The online poll, conducted this week and after the implementation of more-stringent rules, asked investors whether they'll have a direct and negative impact on property values in the hot T.O. condo market. Some 55% answered yes and 45% said no, those changes won't erode prices.
Finance Minister Jim Flaherty has been open about the fact that Toronto’s real estate market, where average house prices have risen more than 30% in five years to $516,787, drove the decision to tighten mortgage rules.
There are more skyscrapers under construction in Toronto than any other city in North America.
“This concerns me because it’s distorting the market, quite frankly,” Flaherty said. “And for that reason we’re taking the steps that we have today.”
With just 5% of buyers affected, there was unlikely to be a significant long term affect, says Tarik Gidamy, co-founder of TheRedPin.com. However, there could be short-term effects as those with household incomes of $75,000 find they now qualify for $50,000 less in financing.
There is likely to be a short-term effect on the upper end of the market, as $1 million homes no longer qualify for Canadian Mortgage and Housing Corporation (CMHC) coverage, he says.
“Like any major change, I think we’ll see some effect in the short term but in time people acclimatize,” Gidamy says. “I don’t see it leading to a drop, unless inventory doesn’t sell in some markets. Then we could see prices being lowered.”

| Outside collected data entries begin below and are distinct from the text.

PR #120, opened 2022-03-15
regrid task

norlandrhagen:
Updated `interpolate_obs()` task in `methods/bcsd/tasks.py`. Note: regrid is used in this task, but not yet implemented in `methods/common/utils.py`


jhamman (approved):

cmip6_downscaling/methods/bcsd/tasks.py
```diff
@@ -44,13 +46,14 @@ def interpolate_obs(
...
     )
-    if use_cache and (target / '.zmetadata').exists():
-        print(f'found existing target: {target}')
+    if use_cache and (target / ".zmetadata").exists():
+        print(f"found existing target: {target}")
         return target
 
-    # TODO
+    obs_ds = xr.open_zarr(obs_path).isel(time=0)
+    interpolated_obs_ds = regrid_ds(ds_path=coarse_obs_path, target_grid_ds=obs_ds)
```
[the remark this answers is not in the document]
norlandrhagen: Took a first pass at a `regrid` tasks. Included the target_grid_path and run_parameters in the args. 

```python

def regrid(source_path: UPath, target_grid_path: UPath, run_parameters: RunParameters) -> UPath:
    ...
    return regrid_path

```

cmip6_downscaling/methods/common/tasks.py
```diff
@@ -161,6 +162,32 @@ def pyramid(
     return target
 
 
+@task
+def regrid(source_path: UPath, target_grid_path: UPath, run_parameters: RunParameters) -> UPath:
+
+    target = (
+        intermediate_dir
+        / "regrid"
+        / "_{model}_{scenario}_{variable}_{latmin}_{latmax}_{lonmin}_{lonmax}_{train_dates[0]}_{train_dates[1]}_{predict_dates[0]}_{predict_dates[1]}".format(
```
jhamman, line 171: let's create this part of the path as the combination of the `source_path` and `target_grid_path`. I don't think we need `run_parameters` to make this path.

cmip6_downscaling/methods/common/tasks.py
```diff
@@ -161,6 +162,25 @@ def pyramid(
     return target
 
 
+@task
+def regrid(source_path: UPath, target_grid_path: UPath) -> UPath:
+
+    target = intermediate_dir / "regrid" / source_path / target_grid_path
```
jhamman, line 168: I think you are going to need to do something like this: 

```suggestion
    target = intermediate_dir / "regrid" / source_path.path.replace('/', '_') + target_grid_path.path.replace('/', '_')
```

cmip6_downscaling/methods/common/tasks.py
```diff
@@ -161,6 +162,25 @@ def pyramid(
...
+
+    if use_cache and (target / '.zmetadata').exists():
+        print(f'found existing target: {target}')
+        return target
+
+    source_ds = xr.open_zarr(source_path)
+    target_grid_ds = xr.open_zarr(target_grid_path).isel(time=0)
```
jhamman, line 175: fwiw, I don't think the `isel` bit here is needed. Probably doesn't hurt but not strictly needed.

norlandrhagen: Ah good to know! I'll remove it for clarity.

cmip6_downscaling/methods/common/tasks.py
```diff
@@ -161,6 +162,25 @@ def pyramid(
     return target
 
 
+@task
```
jhamman, line 165: this will need the task slots decoration here.

jhamman:
@norlandrhagen - can you resolve the conflicts here?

Other analysts point to the high demand in Toronto, saying buyers are unlikely to see a big improvement in affordability because in many areas there was still a limited supply of properties.
Tridel SVP of sales and marketing Jim Ritchie says the majority of homebuyers in Toronto won’t be affected because the tightened restriction will not apply to them. The changes were unlikely to affect affordability in the city, he said.